Only lines that contain the word "This" belong in the answer; copy them from the records below.

_Excerpted data_:
::::::::::
PR #1353, opened 2023-07-19
Continuing CLI changes

maxlandon:
This PR continues work on the CLI.
Merged with BishopFox latest.

## Overall changes
- Split the original `sliver.go` and `server.go` files containing CLI declarations.
- Each package now exports a function named `Commands(con *SliverConsoleClient) []*cobra.Command`.
- This function must given as argument in either `sliver.go` or `server.go` files aforementioned, in the group where the user would like its command(s) to appear.
- Simplify the binding of the aforementioned commands in the root `SliverCommands()` and `ServerCommands()` bind functions. 
- Add more annotation filters to commands (ex: `portfwd/socks/shell` commands are not available to beacons in the active target menu)
- Multiple fixes to flag bindings, and added some missing completers.

## Other notes
- On the long term, and given the new CLI, command "declare/dispatch/expose/execute" will probably keep evolving, since the command API code in general is more modular and will be able to use a wider CLI context.


rkervella:
Closing, conflicts solved in #1537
::::::::::
_Solved problem_:
This PR continues work on the CLI.
- This function must given as argument in either `sliver.go` or `server.go` files aforementioned, in the group where the user would like its command(s) to appear.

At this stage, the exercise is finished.